Mar 7, 2011 6:54 PM by Shawn Kline

Past, Present and Future of the Lafayette Housing Authority

Five new commissioners make their debut with the Lafayette Housing Authority.
Shirley Vige was appointed to the board in late October but was sworn-in on Monday and elected Chairperson.
Mary Guidry joins the Housing Authority's board of commissioners from Iberia Bank. She was elected Vice Chair during Monday's meeting.
Attorney, Penny Malbrew and public housing resident Polly Williams also attended Monday's meeting- their first on the board of commissioners.
The last addition to the Housing Authority is Amos Batiste who also works with Acadian Ambulance.
Monday's meeting comes after City-Parish Council upheld City-Parish President, Joey Durel's decision to remove Joe Dennis, Leon Simmons and John Freeman last week.

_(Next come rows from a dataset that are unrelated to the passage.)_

PR #3210, opened 2021-06-15
Specify API port in Okta instructions

### LINKED ISSUE #3208: Possible clarifications on OIDC instructions
### Description

We had a ticket with a customer who experienced an issue with OKTA authentication - and it turns out, the port they had in the redirect URL was incorrect (`8000` instead of `8080` - `8000` is the `web port` for their configuration). Our thinking was that perhaps it might be valuable to call out that the proper port to use here is the `API port` rather than the `web port`?

### Category

This is an issue with:

### Affected pages

https://docs.sensu.io/sensu-go/latest/operations/control-access/oidc-auth/#create-an-okta-application

### Expected behavior

We're wondering if there is value in making it more explicit that the `<api_url>` should also use the `<api_port>` in step 5 of these instructions? 

### Additional context

Tl;DR customer accidentally glossed over that it should be the API port, which led to a ticket and eventually a call with the customer to resolve. It's my opinion that this is already pretty clear so if this is not changed then it's completely understandable! 

* Browser(s) and version(s): 
* OS:

hillaryfraley:
## Description
Specifies the API port to use in the API URL is 8080 in step 5 in https://docs.sensu.io/sensu-go/latest/operations/control-access/oidc-auth/#create-an-okta-application
## Motivation and Context
Closes https://github.com/sensu/sensu-docs/issues/3208

### DIFF
--- a/content/sensu-go/6.0/operations/control-access/oidc-auth.md
+++ b/content/sensu-go/6.0/operations/control-access/oidc-auth.md
@@ -403,7 +403,8 @@ The steps may be different if you are using the Okta Developer Console.
 5. In the *Create OpenID Connect Integration* window:
    - *GENERAL SETTINGS* section: in the *Application name* field, enter the app name.
 You can also upload a logo in the  if desired.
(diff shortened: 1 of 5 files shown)


mgibson323 (approved):
lgtm :shipit:

PR #3229, opened 2021-06-25
Add filter example to disable alerts without silence

hillaryfraley:
## Description
Adds example filter for disabling alerts without creating silences in event filter reference.

## Motivation and Context
https://discourse.sensu.io/t/disabling-handlers/2613


hillaryfraley:
Jef approved via slack DM

PR #3249, opened 2021-07-15
6.3: Add poll_interval attribute for GlobalConfig resource

hillaryfraley:
## Description
Adds documentation for the poll_interval attribute for the GlobalConfig resource

## Motivation and Context
https://github.com/sensu/sensu-enterprise-go/pull/1576

### DIFF
--- a/content/sensu-go/6.3/api/webconfig.md
+++ b/content/sensu-go/6.3/api/webconfig.md
@@ -47,6 +47,7 @@ HTTP/1.1 200 OK
     "spec": {
       "always_show_local_cluster": false,
       "default_preferences": {
+        "poll_interval": 120000,
         "page_size": 50,
         "theme": "sensu"
       },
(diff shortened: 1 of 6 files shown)


hillaryfraley:
@jamesdphillips a few questions:

1. Is the poll_interval attribute required?
2. If it is required, what is the default value?
3. The PR https://github.com/sensu/sensu-enterprise-go/pull/1576 description made me wonder if there are different default intervals depending on the active page in the web UI. If so, which does this poll_interval attribute control (active page vs. inactive page)?

jamesdphillips:
@hillaryfraley great questions:

1. The `poll_interval` field is not required and I would argue should be avoided unless one is experiencing heavy load from clients.
2. There is no default value. If the `poll_interval` hasn't been set, the frontend will use whatever default has been configured for the view and the defaults for different views can indeed differ. For instance the context switcher, (sometimes referred to as the namespace switcher,) updates less frequently than the dashboard or events views. It's important to note that when the `poll_interval` is set that it is a _global_ preference and that _all_ views are consume it's value, to reuse the example from above, if the value is set, both the context switcher and dashboard views will use the `poll_interval` regardless of the view's default.
3. See above.

jamesdphillips (changes requested):
As per comment, the default is view dependent. Otherwise this looks great :D

PR #3270, opened 2021-07-29
Document potential issue with using only default storage after provisioning attached storage

hillaryfraley:
## Description
Document the performance reduction associated with provisioning attached storage but using only default storage as a potential reason for the "took too long to execute" backend log message in https://docs.sensu.io/sensu-go/latest/operations/maintain-sensu/troubleshoot/#symptoms-of-poor-performance

## Motivation and Context
https://sumologic.slack.com/archives/C024XK35Z3Q/p1627579140121600


echlebek (commented):
We can make a diagnostic suggestion:

Ensure that the attached storage is formatted and mounted. Typically it would be /dev/nvme1n1, and _not_ /dev/nvme0n1.

echlebek (commented):
Also note that this is 100% specific to AWS, so make sure that this is not offered as general advice.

The three were similarly removed from the board back in October but a district judge overruled that decision; saying it was not, "arbitrary and capricious" because Dennis, Simmons and Freeman were being targeted and not the fourth commissioner, Donald Fuselier. That decision will come up later in this article.

While Monday's meeting is a new step for LHA, the controversy is not over.
On the same day as the meeting, Simmons, Dennis and Freeman filed a motion holding City-Parish Council in contempt of court- suggesting its decision to uphold their second removal contradicted the decision of another district judge.

In February, District Attorney Mike Harson took the commissioners to court based on a meeting held on October 26th where the commissioners allegedly held part of that meeting behind closed doors. Harson argued it was a violation of open meeting laws.
Judge Arthur Planchard however, ruled in favor of the commissioners. Planchard stated they were 'not at fault' and dismissed the suit.

The City-Parish Council voted to hear the arguments between Durel and the three commissioners on March 2nd.
Although Judge Planchard had legally cleared the commissioners of any wrong doing, council would still be able to find enough evidence outside of the law to uphold Durel's decision to remove them. Council voted, deciding there was substantial evidence to suggest the commissioners' removal was fair on the basis of 'neglect of duty' and 'misconduct in office.'
The commissioners' attorney, Earnest Johnson argues the hearing should never have proceeded because of Judge Planchard's ruling in February.

Confused yet? Here's where the first ruling of not being 'arbitrary and capricious' could come into play:

Johnson says Durel's decision to remove Dennis, Simmons and Freeman based on the October 26th meeting (the alleged closed meeting) was once again not 'arbitrary and capricious' because former commissioner Donald Fuselier was also on the board at the time of that meeting.
Although Fuselier was not present at the controversial meeting, Johnson says he had the same responsibilities as the other three and is just as at fault.

Fuselier resigned from the commission in late February, complying with Housing and Urban Development's wishes to have all board members resign from their posts. Dennis, Simmons and Freeman did not.

Based on their previous court rulings, Johnson argues Durel and City-Parish Council have developed the habit of 'willful disobedience of a lawful judgment.'
His motion for contempt of court also anticipated Durel's quick appointments to replace the commissioners. Johnson says it further, "demonstrate(s) a pattern of (Durel's) actions tending to obstruct and interfere with the orderly administration of justice," and a "lack of respect for authority."

If district court accepts the motion, the commissioners will likely argue Durel was once again not 'arbitrary and capricious' since Fuselier was not asked to resign by City-Parish Government. The commissioners may also argue City-Parish Council lacked the authority to uphold a removal when a district judge had already cleared them of any wrong doing.

"I'm hoping it doesn't happen." HUD's Dan Rodriguez says, "we need the community to settle down and get back to what we're here for and that's to help the residents."

If district court accepts the motion and a judge reverses council's decision, Dennis, Simmons and Freeman will be reinstated and Durel's newest appointments will likely be nullified.